REAL ECONOMY BLOG | June 27, 2023
Authored by RSM US LLP
Companies large and small are embracing corporate diversity and inclusion campaigns amid increased pressure from investors, customers and employees. After all, bringing diversity to a company’s leadership, its workforce and its suppliers is not only good for society, but also, research has shown, boosts a company’s performance and profitability.
But for middle market businesses, many of which operate outside of the public spotlight, the path to greater diversity, equity and inclusion can be trickier to navigate and measure.
And there is a cost for them in the form of missed opportunities. Companies that invest the time and financial capital to recruit more talent from different backgrounds, hire diverse board members and invest in minority-owned businesses will find themselves on the frontline of financial gains.
According to BoardReady, a nonprofit that tracks boardroom diversity, firms with a higher diversity index score had a $4 billion increase in revenue, while lower-scoring companies had a decrease in revenue over the same period.
Why embrace diversity?
The business case for greater diversity is clear: Diversity spurs innovation, which brings profits.
- Innovation: More diversity brings more ideas and creativity to an organization, and helps challenge long-held assumptions.
- Recruitment: Attracting workers and retaining them are among the greatest challenges for middle market businesses, according to recent surveys for the RSM US Middle Market Business Index. Casting a wider net for talent only helps the recruitment challenge.
- Opening new markets: New ideas lead to new products that can reach underserved markets. As Harvard Business Review wrote of companies that embrace diversity: “Employees at these companies are 45% likelier to report that their firm’s market share grew over the previous year and 70% likelier to report that the firm captured a new market.”
Going the extra mile
While these benefits of diversity are often articulated, they are not as often implemented, especially in the middle market. That’s where accountability comes in. For middle market businesses, their smaller size and often private ownership can lead to a lack of accountability.
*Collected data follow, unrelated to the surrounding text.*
PR #257, opened 2024-03-21
add setup_pet_forcing method

### LINKED ISSUE #69: Functionality to resample existing PET data
Currently PET is obtained only by computing it using De Bruin or Makking in setup_temp_pet_forcing.
But existing PET data cannot be used directly.

Several implementations:

- in setup_temp_pet_forcing, replace skip pet by a compute_pet flag that if False resample existing pet data and if True compute
- split into two distincts setup_temp_forcing and setup_pet_forcing components
- or three components: setup_temp_forcing, setup_pet_forcing and setup_temp_pet_forcing (combined for temp downscaling)

@DirkEilander do you have any preference? 
I have a feeling the second option might help with memory issue but then you potentially would downscale temperature twice if you compute pet.

hboisgon:
## Issue addressed
Fixes #69

## Explanation
For now just simple reprojection of PET without any complex correction when downscaling. This can be investigated in the future.

## Checklist

### DIFF
--- a/docs/api.rst
+++ b/docs/api.rst
@@ -44,6 +44,7 @@ Setup components
    WflowModel.setup_config_output_timeseries
    WflowModel.setup_precip_forcing
    WflowModel.setup_temp_pet_forcing
+   WflowModel.setup_pet_forcing
    WflowModel.setup_constant_pars
    WflowModel.setup_1dmodel_connection
    WflowModel.setup_grid_from_raster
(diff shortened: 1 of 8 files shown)


hboisgon:
Thanks for the review @dalmijn.
What you mention is not really related to this PR is it?

In ``write_forcing``, ``time_units`` is only used if ``freq_out`` is not None ie if you wan to split your forcing into several files when writing. Because in this case the user already needs to define manually ``freq_out`` then also defining the ``time_units`` should not be that big of an issue I think.
If you write into a single file, xarray automatically uses the first time stamp of the data as the time_units but with several files wflow needs this to be common.

dalmijn:
@hboisgon, I agree. I approve this PR then.

dalmijn (approved):
LGTM.

PR #265, opened 2024-04-11
update ldd example with updates in core

DirkEilander:
## Issue addressed
Improved the LDD example based on new functionality in core.

Requires https://github.com/Deltares/hydromt/pull/305


hboisgon (approved):
LGTM!

PR #504, opened 2025-07-15
fix: re-enable all integration tests again

### LINKED ISSUE #347: Tests should be renabled for v1 branch when possible.
### Kind of request

### Enhancement Description

Currently the tests for v1 will be broken because of partial v1 addoption, but we should strive to renable and fix them asap 

### Use case

_No response_

### Additional Context

_No response_

LuukBlom:
## Issue addressed
Fixes #347 

## Explanation
self-explanatory

## Checklist


LuukBlom:
All tests are green!

Except for `test_build_model`, which fails in the `_compare_wflow_models` check with only 1 invalid map!
I uncommented that line and the rest of the comparison doesnt raise any more asserts, so this is truly the last thing to resolve. 

This is the error: 

`meta_subgrid_outlet_idx`: 'mean diff (1421 cells): -717706.0542; '

I plotted both maps and the problem is clear.
I applied the mask in the test using the code below (and in [this temporary commit](https://github.com/Deltares/hydromt_wflow/pull/504/commits/88c70025cbf765ce7dae35801d4dd56979c2389f)) when the assertion failed, the results look correct:

(left is example model, middle is model built in the test, right is middle one masked with the first one)
image

```python
def  _compare_wflow_models(mod0, mod1):
    ...
    vmin = min(map0.min().item(), map1.min().item())
    vmax = max(map0.max().item(), map1.max().item())

    plt.figure()
    map0.plot(vmin=vmin, vmax=vmax, cmap="viridis")

    plt.figure()
    map1.plot(vmin=vmin, vmax=vmax, cmap="viridis")

    plt.figure()
    masked = mod0.staticmaps.data[name].where(mod1.staticmaps.data[name])
    masked.plot(vmin=vmin, vmax=vmax, cmap="viridis")

    plt.show()
    ...
```

So somewhere there is a mask not being applied, but Im struggling find out where. The only place where `meta_subgrid_outlet_idx` is mentioned is in setup_basemaps, but when debugging there, all maps seem correct.

hboisgon:
The change in `test_setup_pet_forcing` is likely due to this issue: https://github.com/Deltares/hydromt/issues/1226

I also really do not like that the buffer becomes so dependent on the original data resolution and would like to go back to a buffer in pixel for rasters and not meters

hboisgon:
When fixing the reading as mentioned above, it turns out clipping is not working anymore (forcing and states are finally read this time). Part of it is because if you are using all files forcing/states could have different names for the dims and non-flipped latitudes (we used to only write with gdal_complaint, rename_dims and force_sn for staticmaps and not the other components).
But for clipping the issue is that when clipping forcing the unclipped forcing cannot be read anymore because its grid will be different from the already clipped grid in staticmaps. 
I guess the solution depends on how do we fix the clip command / function in hydromt_wflow. We may have to do one clip function that does all but if you have several forcing file, it means you will always need to clip the staticmaps first once again.

LuukBlom:
I ran the skipped tests with an editable install of hydromt with the `buffer` changes: https://github.com/Deltares/hydromt/pull/1245

And all tests are green with the old buffer behaviour! (`test_model_build`, and the setup_method tests)

For now I will merge this PR so we stop scope creeping this one.

PR #513, opened 2025-08-01
Feature: Forcing Component

### LINKED ISSUE #398: Create WflowForcingComponent for HydroMT core v1.0
Create a class ForcingComponent that can read and write a forcing netcdf file.

dalmijn:
## Issue addressed
Fixes #398 

## Explanation
Created `WflowForcingComponent` in which I tried to port over the `write` method as close to the original as possible while also fixing and adding features to HydroMT-core. The  `WflowForcingComponent` is linked spatially to the `WflowStaticmapsComponent`. However, in order to prevent the new component from erroring all over the place, it reprojects the forcing data on the fly when the forcing grid does not spatially match the staticmaps grid. This however can only be done when there is a data present in the `WflowStaticmapsComponent`. When the `WflowStaticmapsComponent` has no data, the `WflowForcingComponent` is still allowed to read and set data, but will not check. Checking resumes when data starts to appear in the  `WflowStaticmapsComponent` and if not equal, it will reproject when `data` is called.

edit:
reprojecting is no longer done in `set()` or the `data` property. It is the responsibility of the caller (workflow functions most of the time) to ensure the grids (staticmaps & forcing) are identical, `set()` will error when they are not, and data just initializes & returns data added to the model using `set()`.

## Checklist

### DIFF
--- a/docs/api.rst
+++ b/docs/api.rst
@@ -133,7 +133,7 @@ Other general methods
    WflowModel.set_config
    WflowModel.get_config
    WflowModel.set_forcing
-   WflowModel.set_staticmaps
+   WflowModel.set_grid
    WflowModel.set_tables
    WflowModel.set_states
 
@@ -241,7 +241,7 @@ Other general methods
    WflowSedimentModel.set_config
    WflowSedimentModel.get_config
    WflowSedimentModel.set_forcing
-   WflowSedimentModel.set_staticmaps
+   WflowSedimentModel.set_grid
    WflowSedimentModel.set_states
 
 .. _data_containers:
--- a/tests/test_model_methods.py
+++ b/tests/test_model_methods.py
@@ -541,7 +541,7 @@ def test_setup_outlets(example_wflow_model):
     # Update subcatchment ID
     new_subcatch = example_wflow_model.grid["subcatchment"].copy()
     new_subcatch = new_subcatch.where(new_subcatch == new_subcatch.raster.nodata, 1001)
-    example_wflow_model.set_staticmaps(new_subcatch, "subcatchment")
+    example_wflow_model.set_grid(new_subcatch, "subcatchment")
 
     # Derive outlets
     example_wflow_model.setup_outlets()


hydromt_wflow/components/forcing.py
```diff
@@ -0,0 +1,280 @@
...
+            if reference_component.data is None:
+                raise ValueError(
+                    f"Unable to get grid from the referenced region component: \
+'{self._region_component}'."
+                )
+            return reference_component.data
+
+        if self._data is None:
+            raise ValueError("Unable to get grid data from this component.")
+        return self._data
```
LuukBlom, line 74: @hboisgon, this is the change where we need to get out of the infinite loop:

self.data -> self._reproj_data() -> self.get_grid_data() -> self.data -> ...

LuukBlom: I moved the checks from the property `self.data` to `set()`

hydromt_wflow/components/forcing.py
```diff
@@ -0,0 +1,252 @@
...
+        **kwargs : dict
+            Additional keyword arguments to be passed to the `write_nc` method.
+        """
+        super().read(
+            filename=filename,
+            mask_and_scale=False,
+            **kwargs,
+        )
+
+    def write(
```
hboisgon, line 105: There is a whole bunch of code that disappeared that was dealing with what if the output filename already exist. It can take hours to produce a wflow forcing file (unfortunately) and it would be a shame to loose hours because users forgot to update the output forcing filename. What we used to do:

1. If filename does not already exist just write
2. Else prepare a new filename (based on attributes like data source and start/end year)
3. If names from step 1 and step 2 already exist, just throw a warning and skip writting.

I still think it is useful to prevent overwritting existing forcing file. Maybe we can skip step 2 or use a less complex name (ie less code) or add an allow overwrite flag in the argument which would be False by default?

hydromt_wflow/components/forcing.py
```diff
@@ -0,0 +1,252 @@
...
+
+        return filename, starttime, endtime
+
+    ## Mutating methods
+    def set(
+        self,
+        data: xr.DataArray | xr.Dataset,
+        name: str | None = None,
+    ):
+        """Add data to grid.
```
hboisgon, line 229:
```suggestion
        """Add data to forcing.
```

hydromt_wflow/components/forcing.py
```diff
@@ -0,0 +1,252 @@
...
+
+        All layers of grid must have identical spatial coordinates.
```
hboisgon, line 231:
```suggestion
        All layers in data must have identical spatial coordinates to existing forcing/staticmaps.
```

hydromt_wflow/components/forcing.py
```diff
@@ -0,0 +1,252 @@
...
+        name: str, optional
+            Name of new map layer, this is used to overwrite the name of a DataArray
+            and ignored if data is a Dataset
+        """
+        # Rename the temporal dimension to time
+        if "time" not in data.dims:
+            raise ValueError("'time' dimension not found in data")
+
+        # Check spatial extent
+        data = self._reproj_data(data)
```
hboisgon, line 246: This should be more than enough:

```python
        if self._region_component is not None:
            # Ensure the data is aligned with the region component (staticmaps)
            region_grid = self._get_grid_data()
            if not data.raster.identical_grid(region_grid):
                raise ValueError(
                    f"Data grid must be identical to {self._region_component} component"
                )
```

hboisgon (changes requested):

hydromt_wflow/components/forcing.py
LuukBlom: I added the old code back, but it is indeed quite some code for generating a new filename.

Alternatively, we could also just append `datetime.now()` to the filename to always generate a unique name? 

This would always write the file and include some metadata on when it was created for users to differentiate between the files.

pyproject.toml
```diff
@@ -41,11 +41,11 @@ classifiers = [
 ]
 
 # Core dependencies
-requires-python = ">=3.10"
+requires-python = ">=3.11"
```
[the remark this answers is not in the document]
LuukBlom: In hydromt core [this PR](https://github.com/Deltares/hydromt/pull/1215) Brendan also increased the minimum python version, where he cited [this site](https://scientific-python.org/specs/spec-0000/).
This sounds good to me tbh!

hydromt_wflow/wflow.py
```diff
@@ -5514,191 +5503,52 @@ def write_forcing(
...
+            starttime=self.config.get_value("time.starttime"),
+            endtime=self.config.get_value("time.endtime"),
+            time_chunk=time_chunk,
+            time_units=time_units,
+            **kwargs,
+        )
+        # Set back to the config
+        self.config.set("input.path_forcing", filename.as_posix())
+        self.config.set("time.starttime", starttime)
+        self.config.set("time.endtime", endtime)
```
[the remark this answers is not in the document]
LuukBlom: I added `_validate_timespan()` to the ForcingComponent, which gets called before writing.

hydromt_wflow/components/forcing.py
```diff
@@ -0,0 +1,252 @@
...
+class WflowForcingComponent(GridComponent):
+    """Wflow forcing component."""
+
+    def __init__(
+        self,
+        model: Model,
+        *,
+        filename: str = "inmaps.nc",
+        region_component: str | None = None,
+        region_filename: str = "geoms/forcing_region.geojson",
```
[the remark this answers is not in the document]
LuukBlom: I think setting these to None will raise an error at some point.
The value of `region_filename` gets passed down into [`SpatialModelComponent`](https://github.com/Deltares/hydromt/blob/e9416417205fcca1cb7d73da816c0d2a8b1fab50/hydromt/model/components/spatial.py#L22), where it is stored in `self._region_filename`. 
This is only used in the fn `write_region()` where it is used without any checks:

```python
    def write_region(
        self,
        *,
        filename: Optional[StrPath] = None,
        to_wgs84=False,
        **write_kwargs,
    ) -> None:
        self.root._assert_write_mode()
        if self._region_component is not None:
            logger.info(
                "Region is a reference to another component. Skipping writing..."
            )
            return

        if self.region is None:
            logger.info("No region data available to write.")
            return

        _write_region(
            self.region,
            filename=filename or self._region_filename,
            to_wgs84=to_wgs84,
            root_path=self.root.path,
            **write_kwargs,
        )
```

So if `filename=None`, this fn will error. 
I would prefer to just write a random region file that the user can then delete.

pyproject.toml
```diff
@@ -41,11 +41,11 @@ classifiers = [
...
 dependencies = [
   "dask",
   "geopandas>=0.10",
-  "hydromt>=1.0.1",
+  "hydromt@https://github.com/Deltares/hydromt.git", # TODO Set back after hydromt 1.2.1
```
deltamarnix, line 48: What did you need from a newer hydromt core? Do you want to release hydromt core before merging this PR?

hydromt_wflow/components/forcing.py
hboisgon: In that case I would leave it up to the user to say that overwritting the existing file is allowed. I'm not sure how much we can guess unless the file is completely empty or corrupted. 
I would by default in the code skip, but in our build template yml switch to allow for overwritting

hydromt_wflow/components/forcing.py
```diff
@@ -0,0 +1,358 @@
...
+        """
+        Initialize a WflowForcingComponent.
+
+        Parameters
+        ----------
+        model : Model
+            HydroMT model instance
+        filename : str, optional
+            Default path relative to the root where the forcing file(s) will be read
+            and written. By default 'inmaps.nc'. By default "inmaps.nc".
```
hboisgon, line 46:
```suggestion
            Default path relative to the root where the forcing file(s) will be read
            and written. By default 'inmaps.nc'.
```

hydromt_wflow/wflow.py
```diff
@@ -2965,7 +2963,7 @@ def setup_lulcmaps_with_paddy(
             logger=logger,
         )
         rmdict = {k: self._MAPS.get(k, k) for k in landuse_maps.data_vars}
-        self.set_grid(landuse_maps.rename(rmdict))
+        self.set_staticmaps(landuse_maps.rename(rmdict))
```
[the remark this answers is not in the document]
LuukBlom: I agree, will revert these changes

hydromt_wflow/components/forcing.py
```diff
@@ -0,0 +1,252 @@
...
+        ----------
+        model : Model
+            HydroMT model instance
+        filename : str, optional
+            The path to use for reading and writing of component data by default.
+            By default "inmaps.nc".
+        region_component : str, optional
+            The name of the region component to use as reference for this component's
+            region. If None, the region will be set to the grid extent. Note that the
+            create method only works if the region_component is None.
```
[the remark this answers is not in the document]
LuukBlom: I see why it was added: GridComponent in core had a `create_from_region` method before [this PR](https://github.com/Deltares/hydromt/pull/1229) was merged. 
Which did this check: 
```python
if self._region_component is not None:
    raise ValueError(
        "Region is a reference to another component. Cannot create grid."
    )
``` 

So no longer relevant and I will remove

hydromt_wflow/components/forcing.py
hboisgon: No it's something different. Again for forcing we want to force file protection compared to a normal model update where overwritting staticmaps is allowed.

hydromt_wflow/wflow.py
```diff
@@ -5458,47 +5459,35 @@ def read_forcing(self):
...
         """
-        fn_default = "inmaps.nc"
-        fn = self.get_config(
-            "input.path_forcing", abs_path=True, fallback=join(self.root, fn_default)
+        # Sort which path/ filename is actually the one used
+        # Hierarchy is: 1: signature, 2: config, 3: default
+        p = (
+            filename
+            or self.config.get_value("input.path_forcing")
+            or self.forcing._filename
```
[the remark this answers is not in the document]
LuukBlom: Just had a discussion with Sam about this and this seems to be the least bad way to do this at the moment. 

forcing.read() takes a filename relative to the model root. (direct usage from hydromt core.)

In hydromt wflow however, we need to somehow include `dir_input` into the relative path (`p_input`).
If the fn argument `filename` and the config `input.path_forcing` are both None, but `dir_input` is defined, we need to construct the relative path using the private attr (which would be `model.root` / `dir_input` / `forcing._filename`). If we wouldnt do that and just pass None as the filename, we lose `dir_input`.

Might be an idea to make the `_filename` attr public?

Larger companies, by contrast, are often publicly traded and face pressure from investors who have become increasingly vocal about meeting environmental, social and governance criteria.
The impact of efforts on this front will surface in both the S and G of ESG, which includes everything from investment in minority-owned businesses and suppliers to diversity within a company’s board of directors.
The Nasdaq exchange, for example, recently required listed companies to have two diverse directors and disclose board-level diversity statistics annually. If they do not meet these goals, which phase in through 2026, the companies need to explain why.
This push also extends to supplier networks. The single largest contributor to the success of minority owned businesses is access to capital and the appropriate networks to support those businesses in their initial phases.
According to a McKinsey study, only 4% of Black businesses make it past the startup phase, and Black entrepreneurs have approximately one-third of the capital that their white counterparts have to start their businesses.
Yet the buying power of minority Americans continues to outpace that of the total American population, according to data from the U.S. Census Bureau and the Bureau of Economic Analysis.
It seems more than appropriate that companies update their strategies to invest in minority-owned businesses as buying power among minorities grows.
Source: U.S. Census and Bureau of Economic Analysis
Bridging the gap
Let’s take a look at the impact on the middle market.
According to a report by Citi, if racial economic gaps for Blacks alone had been closed 20 years ago, gross domestic product in the United States would have grown by an estimated $16 trillion. Over the past five years, GDP would have grown by $5 trillion, which includes an additional $13 trillion in business revenue and 6.1 million jobs created per year.
This is significant given that African Americans have the highest unemployment rate among all groups, 5.6% compared to the U.S. average of 3.7%, according to the May employment report from the Labor Department.
How, then do middle market companies take advantage of these opportunities?
Many are partnering with local nonprofits to identify minority-owned businesses that they can invest in and support. Many have done so through involvement with the National Minority Supplier Development Council, which works to serve as a growth engine for minority businesses and advance economic equity
Other middle market companies are taking an industry-wide approach to addressing racial disparities in economic opportunity and equipping underserved communities with the tools to create wealth.
The results of these initiatives remain to be seen. But if there are not specific quantitative goals and ways to build accountability, the question remains: Will these investments stay a priority in difficult and uncertain times?
When companies embrace diversity in race, gender, religious background and other areas, they promote diversity in thought. That diversity in thought, in turn, drives discussion and innovation and leads to greater revenues and profits. Ultimately, this benefits the economy overall.
Increasing the diversity throughout your organization will not only improve your bottom line but it also accomplishes an altruistic goal.
As firms begin to enhance their diversity strategy, it will be important for them to think about it both internally and externally—and, in many cases, engage third parties to help take them to a more diverse future.
The benefits will be found in the bottom line.